LH: Quais são as possíveis complicações a curto e longo prazo da histerectomia?

DR: Histerectomia refere-se à remoção do útero. Os ovários não são removidos quando é realizada apenas a histerectomia. Quando a paciente adequada é selecionada para cirurgia de acordo com seus sintomas e recebe o tratamento cirúrgico adequado, não há efeitos adversos a curto ou a longo prazo da histerectomia, a menos que haja alguma complicação cirúrgica. As complicações cirúrgicas são possíveis em qualquer cirurgia e se encaixam em três categorias: sangramento, infecção, e lesão a outros órgãos. O sangramento faz parte de qualquer cirurgia e os cirurgiões sabem como controlar o sangramento durante a cirurgia. O sangramento pós-operatório felizmente é raro e pode parar espontaneamente por si só, ou necessitar de reoperação para trata-lo. Muitos sangramentos pós-operatórios ocorrem no primeiro ou segundo dia após a cirurgia, apesar que eu tive uma paciente que teve um sangramento significativo duas semanas após uma histerectomia. A infecção também é rara. As bactérias gostam de locais quentes, escuros e úmidos, e crescem bem no meio do sangue. Eu sempre deixaria um dreno na cavidade após uma histerectomia para que qualquer fluido sanguinolento seja drenado e diminua os riscos de infecção.

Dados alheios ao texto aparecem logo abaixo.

PR #124, opened 2019-08-07
Persist user input postcode on the session

tavy88:
### Context

We want to persist the user input postcode on the session so that when I go to find courses I don't get a broken journey.

### JIRA

https://dfedigital.atlassian.net/browse/GET-349

### DIFF
--- a/app/controllers/courses_controller.rb
+++ b/app/controllers/courses_controller.rb
@@ -18,7 +18,7 @@ class CoursesController < ApplicationController
   end
 
   def postcode
-    courses_params[:postcode]
+    @postcode ||= courses_params[:postcode] || session[:postcode]
   end
 
   def courses_params
--- a/app/controllers/pages_controller.rb
+++ b/app/controllers/pages_controller.rb
@@ -8,7 +8,11 @@ class PagesController < ApplicationController
 
     @search = CourseGeospatialSearch.new(postcode: postcode)
 
-    location_eligibility_through_courses if postcode.present? && @search.valid?
+    if postcode.present? && @search.valid?
+      session[:postcode] = postcode
+
+      location_eligibility_through_courses
+    end
   rescue CourseGeospatialSearch::GeocoderAPIError
     redirect_to postcode_search_error_path
   end
--- a/app/views/courses/index.html.erb
+++ b/app/views/courses/index.html.erb
@@ -21,7 +21,7 @@
             Postcode
           </label>
           <%= errors_tag @search, :postcode %>
-          <%= text_field_tag(:postcode, params[:postcode], class: css_classes_for_input(@search, :postcode, "search-input govuk-input govuk-!-width-one-half"), required: true) %>
+          <%= text_field_tag(:postcode, @postcode, class: css_classes_for_input(@search, :postcode, "search-input govuk-input govuk-!-width-one-half"), required: true) %>
           <%= button_tag('', class: 'search-button-results', name: nil, aria: { label: 'Search button' }) %>
         <% end %>
       <% end %>
--- a/config/environments/production.rb
+++ b/config/environments/production.rb
@@ -45,7 +45,7 @@ Rails.application.configure do
   config.active_storage.service = :local
 
   # Force all access to the app over SSL, use Strict-Transport-Security, and use secure cookies.
-  # config.force_ssl = true
+  config.force_ssl = true
 
   # Use the lowest log level to ensure availability of diagnostic information
   # when problems arise.
--- a/spec/features/find_training_courses_spec.rb
+++ b/spec/features/find_training_courses_spec.rb
@@ -12,7 +12,47 @@ RSpec.feature 'Find training courses', type: :feature do
     expect(page).to have_text('0 courses found')
   end
 
-  scenario 'User can find training courses near them' do
+  scenario 'The postcode is persisted on Maths courses page when user comes from training hub page' do
+    capture_user_location('NW6 1JF')
+
+    visit(training_hub_path)
+
+    click_on('Find a maths course')
+
+    expect(find_field('postcode').value).to eq 'NW6 1JF'
+  end
+
+  scenario 'The postcode is persisted on English courses page when user comes from training hub page' do
+    capture_user_location('NW6 1JF')
+
+    visit(training_hub_path)
+
+    click_on('Find an English course')
+
+    expect(find_field('postcode').value).to eq 'NW6 1JF'
+  end
+
+  scenario 'The postcode is persisted on maths courses page when user comes from math course overview page' do
+    capture_user_location('NW6 1JF')
+
+    visit(maths_course_overview_path)
+
+    click_on('Find a maths course')
+
+    expect(find_field('postcode').value).to eq 'NW6 1JF'
+  end
+
+  scenario 'The postcode is persisted on english courses page when user comes from an english course overview page' do
+    capture_user_location('NW6 1JF')
+
+    visit(english_course_overview_path)
+
+    click_on('Find an English course')
+
+    expect(find_field('postcode').value).to eq 'NW6 1JF'
+  end
+
+  scenario 'Users can find training courses near them' do
     Geocoder::Lookup::Test.add_stub(
       'NW6 8ET', [{ 'coordinates' => [0.1, 1] }]
     )
@@ -74,5 +114,13 @@ RSpec.feature 'Find training courses', type: :feature do
     visit(courses_path(topic_id: 'maths'))
 
     expect(page).not_to have_selector('#postcode[required]')
+  end
+
+  def capture_user_location(postcode)
+    enable_feature! :course_directory, :location_eligibility
+
+    visit(location_eligibility_path)
+    fill_in('postcode', with: postcode)
+    find('.govuk-button').click
   end
 end
--- a/spec/support/feature_flags.rb
+++ b/spec/support/feature_flags.rb
@@ -1,15 +1,17 @@
 module FeatureFlags
-  def enable_feature!(feature_name)
-    switch_feature!(feature_name, true)
+  def enable_feature!(*feature_names)
+    switch_feature!(feature_names, true)
   end
 
-  def disable_feature!(feature_name)
-    switch_feature!(feature_name, false)
+  def disable_feature!(*feature_names)
+    switch_feature!(feature_names, false)
   end
 
-  def switch_feature!(feature_name, enabled)
+  def switch_feature!(feature_names, enabled)
     test_strategy = Flipflop::FeatureSet.current.test!
-    test_strategy.switch!(feature_name, enabled)
+    feature_names.each do |feature|
+      test_strategy.switch!(feature, enabled)
+    end
   end
 end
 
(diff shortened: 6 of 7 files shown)


spec/support/feature_flags.rb
```diff
@@ -1,15 +1,17 @@
 module FeatureFlags
-  def enable_feature!(feature_name)
-    switch_feature!(feature_name, true)
+  def enable_feature!(*features)
```
tavy88: I kept the same name as I don't want to update all the places that are using this. This has a high risk and it would assume we need to do a full regression testing.

I don't want to add a `enable_features` method either as that would create a lot of redundancy.

app/controllers/courses_controller.rb
```diff
@@ -5,7 +5,7 @@ def index
     track_event(:courses_index_search, search: postcode) if postcode.present?
 
     @search = CourseGeospatialSearch.new(
-      postcode: postcode,
+      postcode: postcode || session[:postcode],
```
cwrw: if we were to add this on line 21 instead as so we can also include tracking:
```
  def postcode
    courses_params[:postcode] || session[:postcode]
  end
```

spec/controllers/pages_controller_spec.rb
```diff
@@ -0,0 +1,19 @@
+require 'rails_helper'
```
cwrw: We agreed to not add controller specs and I think we should stick to that

spec/features/find_training_courses_spec.rb
```diff
@@ -12,7 +12,27 @@
...
-  scenario 'User can find training courses near them' do
+  scenario 'Users can find training courses near them after feeding back the postcode from location eligibility page' do
+    enable_feature! :course_directory, :location_eligibility
+
+    Geocoder::Lookup::Test.add_stub(
+      'NW6 8ET', [{ 'coordinates' => [0.1, 1] }]
+    )
+
+    create(:course, latitude: 0.1, longitude: 1.001, topic: 'maths')
+    create(:course, latitude: 0.1, longitude: 2, topic: 'maths')
```
cwrw: we don't need the next two courses creation as they are too far, if you amend the longitude to be closer we can count instead 3 courses in the results page

app/controllers/courses_controller.rb
tavy88: I'm not sure if we're supposed to track the postcode from the session. My understanding was that tracking at this page is what they actually type in?

spec/controllers/pages_controller_spec.rb
tavy88: There is a reason I added this and it's an important unit test that checks the session is persisted. I find the rule of never adding a controller spec too rigid tbh. I am ok with not adding them when they do not bring any particular value. In this case, it does bring value.

spec/features/find_training_courses_spec.rb
tavy88: What's the value in doing that?

app/controllers/courses_controller.rb
smoothcontract: I think it would be cleaner to make the change @cwrw suggests - it nicely encapsulates retrieval of the postcode either from params or session, so keeps the search code clearer.

app/controllers/pages_controller.rb
```diff
@@ -8,7 +8,11 @@ def location_eligibility
 
     @search = CourseGeospatialSearch.new(postcode: postcode)
 
-    location_eligibility_through_courses if postcode.present? && @search.valid?
+    if postcode.present? && @search.valid?
+      session[:postcode] = postcode
```
smoothcontract: 👍

spec/features/find_training_courses_spec.rb
tavy88: I still want courses that do not match my search as well.

config/environments/production.rb
```diff
@@ -45,7 +45,7 @@
   config.active_storage.service = :local
 
   # Force all access to the app over SSL, use Strict-Transport-Security, and use secure cookies.
-  # config.force_ssl = true
+  config.force_ssl = true
```
smoothcontract: Interesting, I thought we already had this enabled. Presumably this works okay when deployed to Azure? My understanding is that SSL termination happens within Azure and only non secure traffic is forwarded to the Rails app.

A minha taxa de infecção entre pacientes com histerectomia foi menor que 0,5%. Estudos com homens mais velhos portadores de outras doenças demonstraram que o uso de antibióticos pré-operatórios pode reduzir a taxa de infecção para 5%, então o governo federal decidiu que eles dariam mais dinheiro aos hospitais se todos os pacientes de qualquer sexo ou idade recebessem antibióticos antes da cirurgia. Isso fez com os que os hospitais passassem a exigir que todos os pacientes recebessem antibiótico antes da cirurgia, independente da indicação do cirurgião. Uma quarta categoria de possíveis complicações pode ser classificada como a dor que ocorre após o término da cicatrização. Tal dor pode ser devida à cicatriz, ou à presença de uma causa extrauterina, como doenças que afetam o intestino, bexiga, ou tecido musculoesquelético.

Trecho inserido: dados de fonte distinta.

PR #126, opened 2019-08-08
Test -> CI -> QA

mafonso:
### Context

With the replacement of the 'test' environment with 'ci' we need to port the split.io key

- Move split key from test to ci
- Remove test environment


mafonso:
ℹ️ The key was adjusted in KeyVault accordingly

azure/config/ci.parameters.json
```diff
@@ -29,6 +29,13 @@
             "secretName": "ci-secretKeyBase"
           }
         },
+        "splitApiKey": {
```
cwrw: actually let's also add the feedback form here as well

cwrw:
```
"userFeedbackSmartSurveyLink": {
            "value": "https://www.smartsurvey.co.uk/s/8IBQ1/"
        }
```

mafonso: 👍 will add

azure/config/ci.parameters.json
```diff
@@ -41,6 +48,9 @@
         "keyVaultResourceGroup": {
             "value": "s108d01-shared"
         },
+        "userFeedbackSmartSurveyLink": {
+          "value": "https://www.smartsurvey.co.uk/s/8IBQ1/"
+        }
```
cwrw: 🦂

cwrw: `,`

mafonso:
Rename first stage environment as QA as per team agreement.
Secrets in keyvault ajusted to reflect this.

azure/config/dev1.parameters.json
```diff
@@ -1,55 +1,59 @@
...
-        "keyVaultName": {
-            "value": "s108d01-shared-kv-01"
-        },
-        "keyVaultResourceGroup": {
-            "value": "s108d01-shared"
-        },
-        "userFeedbackSmartSurveyLink": {
-            "value": "https://www.smartsurvey.co.uk/s/8IBQ1/"
-        }
+  "$schema": "https://schema.management.azure.com/schemas/2015-01-01/deploymentParameters.json#",
```
smoothcontract: ARG! Whitespace changes make this really hard to diff :(

azure/config/dev1.parameters.json
```diff
@@ -1,55 +1,59 @@
...
+  "contentVersion": "1.0.0.0",
+  "parameters": {
+    "databaseName": {
+      "value": "ghtr"
+    },
+    "databaseUsername": {
+      "reference": {
+        "keyVault": {
+          "id": "/subscriptions/f35bd249-3028-48bd-9aab-d00e9d1a56b7/resourceGroups/s108d01-shared/providers/Microsoft.KeyVault/vaults/s108d01-shared-kv-01"
```
smoothcontract: Is it possible to DRY up the keyvault so it's not repeated throughout the file?

mafonso: Unfortunately it does not seem possible at this level, this is the source parameter file which does not allow for interpolation on the parameters/variables as it is the literal source for the nested template to interpolate.

I even tried to use `subscription().subscriptionId` instead of the literal ID as we want to target the vault in the same subscription, it does not evaluate the expression at this stage. 

https://docs.microsoft.com/en-us/azure/azure-resource-manager/resource-manager-keyvault-parameter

LH: Qual a melhor estratégia cirúrgica para a realização de histerectomia por adenomiose com e sem endometriose associada?

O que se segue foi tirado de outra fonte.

PR #127, opened 2019-08-08
Get 226 import job growth

smoothcontract:
### Context
We need to display job growth data for a couple of stories.

* Adds extra columns to persist job growth data (just a decimal) along with SOC codes originating from NCS to make future data matching easier.
* Adds a new service to update these attributes from a spreadsheet (uses Roo gem)
* Adds a rake task to invoke the new service
* Extended ActiveAdmin to allow editing growth and viewing/exporting new attributes
* Tweaked stoopid rubocop rule around specs/expectations 😛 

https://github.com/roo-rb/roo

### Guidance to review
To test locally you'll need the magic spreadsheet. That's been tweaked slightly (renamed second column to make names unique) from the original version. I can provide if required. The fixture file is a cut down version with only one sheet and a few rows.

Just run the rake task and observe output e.g.

```
rails data_import:import_job_growth['Job growth 05082019.xlsx']
```


app/admin/job_profiles.rb
```diff
@@ -10,6 +10,7 @@
     filter :categories
     filter :skills
     filter :related_job_profiles
+    filter :extended_soc
```
smoothcontract: I didn't add a filter for `soc` as it's a subset of `extended_soc` so that can be used instead.

app/services/job_profile_import_service.rb
```diff
@@ -0,0 +1,50 @@
+class JobProfileImportService
+  GROWTH_COLUMN_HEADINGS = {
+    soc: 'SOCCode',
+    extended_soc: 'NCS SOCCode',
```
smoothcontract: This is the column that was renamed. It's nicer to map to the column names rather than assume a specific ordering.

db/migrate/20190807131052_add_soc_and_growth_to_job_profiles.rb
```diff
@@ -0,0 +1,7 @@
+class AddSocAndGrowthToJobProfiles < ActiveRecord::Migration[5.2]
+  def change
+    add_column :job_profiles, :soc, :string
+    add_column :job_profiles, :extended_soc, :string
+    add_column :job_profiles, :growth, :decimal
```
smoothcontract: This will be mapped into a user friendly description as part of the presentation stories. Here we're just persisting the raw data.

spec/.rubocop.yml
```diff
@@ -16,6 +16,8 @@ RSpec/DescribeClass:
   - tasks/**/*.rb
 RSpec/ExampleLength:
   Enabled: false
+RSpec/MultipleExpectations:
+  Enabled: false
```
smoothcontract: 🙀

tavy88: FYI: https://github.com/abinoda/rspec-best-practices#only-one-expectation-per-example

smoothcontract: I disagree with that "best practice" for performance reasons 😛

DR: A melhor estratégia para a realização de histerectomia em qualquer paciente com sintomas uterinos é fazê-la de maneira a minimizar a dor pós-operatória, o tempo de internação e da recuperação subsequente, além de obter o melhor resultado cosmético da parede abdominal. Isso significa que a histerectomia laparoscópica é preferível à histerectomia realizada por laparotomia. A histerectomia robótica não oferece vantagens em relação à histerectomia não robótica, apesar de ser mais demorada, necessitar de mais incisões e que são maiores e mais óbvias, e aumentar os custos do procedimento. Se não houver endometriose e a paciente tiver apenas sintomas uterinos, então a remoção do útero será suficiente. A remoção do útero não faz com a que a endometriose desapareça, pois a endometriose raramente envolve o útero. Portanto, histerectomia não é tratamento para endometriose. A histerectomia deve ser realizada quando os sintomas uterinos estiverem interferindo na vida da paciente. Se houver endometriose, esta deve sempre ser removida quando a histerectomia for realizada. Caso contrário, a paciente ficará com uma doença sabidamente causadora de dor pélvica, e poderá necessitar de cirurgia no futuro. Geralmente a remoção dos ovários não é necessária quando for realizada uma histerectomia em mulher com endometriose, e portanto, pode-se evitar a terapia de reposição hormonal para muitas (até que haja redução da função de seus ovários mais tarde na vida).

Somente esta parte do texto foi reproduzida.